I know I have to demonstrate that it has no period, but I'll be so thankful if someone can explain very clear, including all cases.


We use Dirichlet's Theorem on primes in arithmetic progressions. Let $A_k$ be the number whose decimal expansion consists of $k$ consecutive $1$'s. The numbers $A_k$ and $10^{k+1}$ are relatively prime. It follows by Dirichlet's Theorem that there are infinitely many primes of the shape $A_k +n\cdot 10^{k+1}$. Such a prime has $k$ consecutive $1$'s at the left end of its decimal expansion.

Thus your number has strings of consecutive $1$'s of arbitrary length.

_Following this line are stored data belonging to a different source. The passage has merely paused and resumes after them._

PR #22532, opened 2024-04-05
[RUM] Replace mentions of metrics with telemetry

rtrieu:

As per discussion with @MaelNamNam to improve accuracy of the terms used - in some cases, we don't offer metrics OOTB in RUM, so we are technically referring to custom metrics
- Removes mentions of "metrics" in RUM docs and replaces them with "telemetry" or "data points" unless we're actually talking about metrics

### Merge instructions


MaelNamNam (approved):
LGTM, thanks a lot @rtrieu

brett0000FF (approved):
Nice, this is a helpful change!

PR #22639, opened 2024-04-11
(maint) Fix local build loop issue

hestonhoffman:
We've been running into the local build loop issue a lot more recently. The problem seems to stem from macOS triggering multiple CHMOD changes, possibly in an interaction with VSCode. This seems to fix the issue locally, but I'm not sure what the broader implications are.

### Merge instructions

### DIFF
--- a/package.json
+++ b/package.json
@@ -8,7 +8,7 @@
         "preinstall": "bash local/bin/sh/preinstall.sh",
         "prestart": "rimraf public && npx hugo mod clean",
         "docker:start": "/usr/local/bin/hugo server -D -d ./public -s ./ --port 1313 --navigateToChanged --noHTTPCache --bind 0.0.0.0",
-        "start": "./node_modules/.bin/hugo server -D -d ./public -s ./ --port 1313 --navigateToChanged --noHTTPCache --verbose --poll 2s",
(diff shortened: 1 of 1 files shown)


hestonhoffman:
Just noticed a `--noChmod` option in the [docs](https://gohugo.io/commands/hugo_server/#options). I wonder if that's a better way to go.

package.json
```diff
@@ -8,7 +8,7 @@
         "preinstall": "bash local/bin/sh/preinstall.sh",
         "prestart": "rimraf public && npx hugo mod clean",
         "docker:start": "/usr/local/bin/hugo server -D -d ./public -s ./ --port 1313 --navigateToChanged --noHTTPCache --bind 0.0.0.0",
-        "start": "./node_modules/.bin/hugo server -D -d ./public -s ./ --port 1313 --navigateToChanged --noHTTPCache",
+        "start": "./node_modules/.bin/hugo server -D -d ./public -s ./ --port 1313 --navigateToChanged --noHTTPCache --noChmod",
```
hestonhoffman, line 11: Originally I was using `--poll 2s` which also seemed to work. But this targets the problem more directly.

bgdeutsch (approved):
tested your branch running vscode, no issues w/ either full `make start` or `yarn run start`.   no issues around saving files, no random changes detected.   it seems low risk since it's a local only change, so i think we should be good to release and keep an eye on things.

jhgilbert (approved):

PR #22688, opened 2024-04-16
[DOCS-7636] moving browser tests MFA doc

aliciascott:
This PR moves the Browser tests "Monitor An Application That Requires Authentication With Browser Tests" _from_ Synthetics -> Guides _to_ Synthetics - Browser Tests so it's easier to find.

### Merge instructions

### DIFF
--- a/config/_default/menus/menus.en.yaml
+++ b/config/_default/menus/menus.en.yaml
@@ -4523,6 +4523,11 @@ main:
     url: synthetics/browser_tests/advanced_options
     parent: synthetics_browser_tests
     weight: 303
+  - name: Multi-factor authentication methods 
+    identifier: synthetics_browser_tests_toto_mfa
+    url: synthetics/browser_tests/browser-tests-totp
+    parent: synthetics_browser_tests
+    weight: 303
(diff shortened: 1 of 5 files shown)


config/_default/menus/menus.en.yaml
```diff
@@ -4523,6 +4523,11 @@ main:
     url: synthetics/browser_tests/advanced_options
     parent: synthetics_browser_tests
     weight: 303
+  - name: Authentication in Browser Tests 
+    identifier: synthetics_browser_tests_authentication
+    url: synthetics/browser_tests/app-that-requires-login
+    parent: synthetics_browser_tests
+    weight: 303
```
cswatt, line 4530:
```suggestion
    weight: 304
```

looks like the previous item in the menu is also 303, so this one should be incremented!

cswatt (changes requested):

config/_default/menus/menus.en.yaml
aliciascott: oh my gosh.. 🤦 good catch :)

PR #22731, opened 2024-04-18
(DOCS-6444) Make AlwaysOn information more prominent

neko-dd:

Puts AlwaysOn information into a shortcode so that it can be in all the tabs (reducing the chance that people skip over the info and go straight to the tabs), and makes the most important part bolder.

Note: Doesn't do the same thing on all pages because some of them need different language, or the content is already in a shortcode. In the case of Azure and GCSQL, I just made more of the text bold.

### Merge instructions

### DIFF
--- a/content/en/database_monitoring/setup_sql_server/azure.md
+++ b/content/en/database_monitoring/setup_sql_server/azure.md
@@ -128,7 +128,7 @@ For [SQL Server on Windows Azure VM][1] follow the [Setting Up Database Monitori
 
 ## Install the Agent
 
-Since Azure does not grant direct host access, the Datadog Agent must be installed on a separate host where it is able to talk to the SQL Server host. There are several options for installing and running the Agent.
+**Because Azure does not grant direct host access, the Datadog Agent must be installed on a separate host where it is able to talk to the SQL Server host**. There are several options for installing and running the Agent.
 
 {{< tabs >}}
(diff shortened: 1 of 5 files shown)


content/en/database_monitoring/setup_sql_server/azure.md
```diff
@@ -128,7 +128,7 @@ For [SQL Server on Windows Azure VM][1] follow the [Setting Up Database Monitori
 
 ## Install the Agent
 
-Since Azure does not grant direct host access, the Datadog Agent must be installed on a separate host where it is able to talk to the SQL Server host. There are several options for installing and running the Agent.
+**Because Azure does not grant direct host access, the Datadog Agent must be installed on a separate host where it is able to talk to the SQL Server host**. There are several options for installing and running the Agent.
```
jhgilbert, line 131: I would leave this unbolded here, since we aren't bolding it elsewhere -- I think Casey was just worried about the AlwaysOn verbiage specifically.

jhgilbert (approved):
Approved with the recommendation to remove bold on one part, thank you!

content/en/database_monitoring/setup_sql_server/azure.md
neko-dd: Okay, happy to defer to you on this one.

PR #22786, opened 2024-04-22
Cross-link Error Tracking documentation

jhgilbert:
DOCS-7608

### Merge instructions

Do not merge this, thanks!

### DIFF
--- a/content/en/error_tracking/rum.md
+++ b/content/en/error_tracking/rum.md
@@ -3,11 +3,12 @@ title: Error Tracking for Web and Mobile Applications
 kind: documentation
 ---
 
-{{< whatsnext desc="To get started with Error Tracking for RUM, see the corresponding documentation to upload source maps for your framework:" >}}
+{{< whatsnext desc="To get started with Datadog Error Tracking for RUM, see the corresponding documentation:" >}}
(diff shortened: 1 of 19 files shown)


content/en/error_tracking/rum.md
```diff
@@ -0,0 +1,13 @@
+---
+title: Error Tracking for Web and Mobile Applications
+kind: documentation
+---
+
+{{< whatsnext desc="To get started with Error Tracking for RUM, see the corresponding documentation to upload source maps for your framework:" >}}
```
hestonhoffman, line 6: Should this include Roku?

hestonhoffman (approved):
So, this LGTM. I'll admit the RUM section (in the RUM docs) kinda threw me a little at first, cos some of the entries jump to elsewhere in the RUM docs, and they don't do that in the other error tracking docs. As long as that's expected (and I can see why it would be), then this LGTM

content/en/error_tracking/rum.md
jhgilbert: Great catch -- the docs I copied from RUM omitted Roku, so I added it to both, thank you!

And yeah, the jumps within RUM are unfortunate but expected, they were already there and I just don't have a great solution for those, especially since it's apparently preferred to reroute mobile folks over to the mobile section of the docs at the first opportunity. So I'm going to leave them, but I'm with you, I find it jarring.

PR #22806, opened 2024-04-23
Adds a console output example for Java logs

petems:
* Currently only have a file example
* K8s/containers more likely to use console output

Currently there's no specific example of how to do console/stdout output for Java logs in the docs, only file. In a K8s and container world, we're more likely to use console output and it was a bit of trial and error for me to figure it out, it'd be nice to have that directly in the docs. 

### Merge instructions


petems:
Closing in favour of https://github.com/DataDog/documentation/pull/22808 as the preview builder doesnt work nicely with forks

PR #22834, opened 2024-04-24
[CIVIS-9871] Remove gitlab `resumed` and `paused` partial statuses

rodrigo-roca:
We are removing the gitlab pipelines with partial statuses `blocked` and `resumed`. You can check on org2 that we do not have those values for gitlab pipelines.

### Merge instructions
Ready to be merged!

### Additional notes
* [Jira card](https://datadoghq.atlassian.net/browse/CIVIS-9871)


TovRudyy (approved):

buraizu (changes requested):
Thanks for the PR, this looks good overall. However, could you please make the following adjustment:
- Upload the new image with a slightly modified name (for example, static/images/ci/partial_retries_facet_panel_2.png)
- Update the image shortcode on line `182` to point to the new image name

The reason for this request is to prevent caching issues with images. We have some internal docs related to this which I'm happy to share with you if you'd like. Let me know if you have any questions!

PR #22863, opened 2024-04-25
[web-4507] first websites-sources integration

bgdeutsch:
sources two integrations, `ably` and `akamai_mpulse`, from `websites-sources` as an initial onboarding of content from `websites-sources`.   the data for these integrations are being sourced from [Asset Publishing Workflow](https://datadoghq.atlassian.net/wiki/spaces/APW/overview).

additionally this PR builds support for importing integration logo image data directly from `websites-sources` into docs repo, eliminating the extra network call to s3 at build time.

jira: https://datadoghq.atlassian.net/browse/WEB-4507

### Merge instructions
- [ ] Please merge after websites reviews

note cache is disabled to simulate what would happen in a production build.   this solution accounts for preview builds with the cache enabled as well.   i will re-enable the cache after review.

### Additional notes
https://docs-staging.datadoghq.com/brian.deutsch/first-apw-integration/integrations/

- confirm all integration logos look correct.
- confirm `ably` and `akamai_mpulse` specifically - the tiles exist and match what's currently in live.

https://docs-staging.datadoghq.com/brian.deutsch/first-apw-integration/integrations/ably
https://docs-staging.datadoghq.com/brian.deutsch/first-apw-integration/integrations/akamai_mpulse

- these integration detail pages match what's in live currently, including content, carousel/media, etc.
- confirm all other integration details pages are unaffected by these changes.


layouts/partials/integrations-logo.html
```diff
@@ -36,7 +36,7 @@
 {{- $extension := .extension | default ".svg" -}}
 {{- $fallback := .fallback | default "none" -}}
 {{- $img_url := $ctx.Site.Params.integrations_img_url -}}
-{{- $imagesJSON := getJSON "https://s3.amazonaws.com/origin-static-assets/websites-integrations/images.json" -}}
+{{- $imagesJSON := site.Data.images -}}
```
bgdeutsch, line 39: will rename this to something more descriptive soon

assets/styles/components/_integrations.scss
```diff
@@ -35,6 +35,19 @@ $screen-md-max: ($screen-lg-min - 1) !default;
...
+            display: none;
+        }
+
+        td {
+            word-break: break-word;
+            width: 50%;
+        }
+    }
+  }
+
```
bgdeutsch, line 50: need the CSS changes here as the metrics tables used to be driven by a shortcode but are now pure markdown (so cant drop in custom classes/no html)

layouts/integrations/single.html
```diff
@@ -1,4 +1,12 @@
 {{ define "main" }}
+    {{ $media := slice }}
+
+    {{ if and (.Params.tile) (.Params.tile.media) }}
+        {{ $media = .Params.tile.media }}
+    {{ else if .Params.media }}
+        {{ $media = .Params.media }}
+    {{ end }}
```
davidejones, line 8: maybe we can use default instead i think something like this might work `{{ $media := .Params.tile.media | default .Params.media | default "" }}`

local/bin/py/build/update_pre_build.py
```diff
@@ -42,6 +42,17 @@ def __init__(self, tempdir):
...
+        self.apw_integrations = [
+            {
+                'extract_path': f'{self.extract_dir}/dogweb/integration/akamai_mpulse',
+                'cache_path': 'temp/content/en/integrations/akamai_mpulse.md'
+            },
+            {
+                'extract_path': f'{self.extract_dir}/integrations-extras/ably',
+                'cache_path': 'temp/content/en/integrations/ably.md'
+            }
+        ]
```
davidejones, line 55: I'm wondering if we can just build a list of the names instead and do any path work in the usage logic instead.
For example the cache path will always be the same also the extract path may need to be removed from all repos not just a specific integrations-extras etc as we still have duplicates

```
self.apw_integrations = [
'akamai_mpulse',
'ably'
]
```

bgdeutsch: thanks @davidejones!    refactored this

hestonhoffman:
I'm going to give this one a review tomorrow!

davidejones (approved):

brett0000FF:
Added under review label to take it out of the queue, since @hestonhoffman called dibs on this. 😄

local/bin/py/build/configurations/pull_config_preview.yaml
```diff
@@ -1,6 +1,6 @@
 ---
 - config:
-    cache_enabled: true
+    cache_enabled: false
```
hestonhoffman, line 3:
```suggestion
    cache_enabled: true
```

By another simpler application of Dirichlet's Theorem, the number has non-$1$'s arbitrarily far in its decimal expansion. Thus the decimal expansion cannot be ultimately periodic.


$0.23571113...$ is known as the Copeland–Erdős constant and it is given by: $$ \displaystyle \sum_{n=1}^\infty p_n 10^{-\left( n + \sum\limits_{k=1}^n \left\lfloor \log_{10}{p_k}\right\rfloor \right)} .$$ Here are two proofs given in Hardy's book An Introduction to the Theory of Numbers (p. 113) that shows that it is irrational:

$\phantom{}1)$ Let us assume that any arithmetical progression of the form $$k10^{\,s+1}+1\quad(k=1,2,3,\ldots)$$ contains primes. Then there are primes whose expressions in the decimal system contain an arbitrary number $s$ of $\rm O$ 's, followed by a $1$. Since the decimal contains such sequences, it does not terminate or recur.

$\phantom{}2)$ Let us assume that there is a prime between $N$ and $10N$ for every $N \geqslant 1$. Then, given $s$, there are primes with just $s$ digits. If the decimal recurs, it is of the form $$... a_ 1 a_ 2 ...a_ k |a_ 1 a_ 2 ...a_ k |...$$ the bars indicating the period, and the first being placed where the first period begins. We can choose $l\gt1$ so that all primes with $s = kl$ digits stand later in the decimal than the first bar. If $p$ is the first such prime, then it must be of one of the forms $$p = a_ 1 a_ 2 ...a_ k |a_ l a_ 2 ...a _k| ...|a _1 a_ 2 ...a_ k$$ or $$p = a_ {m+1} ..a_ k| a _1 a_ 2 ...a_ k| ...|a_ l a _2 ...a _k| a _l a _2 ...a_ m$$ and is divisible by $a$, $a_2 ...a_k$ or by $a_{m+1} ..a_k a$, $a_2 ...a_m$ : a contradiction.

The first proof follows from a special case of Dirichlet's theorem and the second from a theorem stating that for every $N\geqslant1$ there is at least one prime satisfying $N < p\leqslant2N$. It follows, a fortiori, that $N < p < 10N$.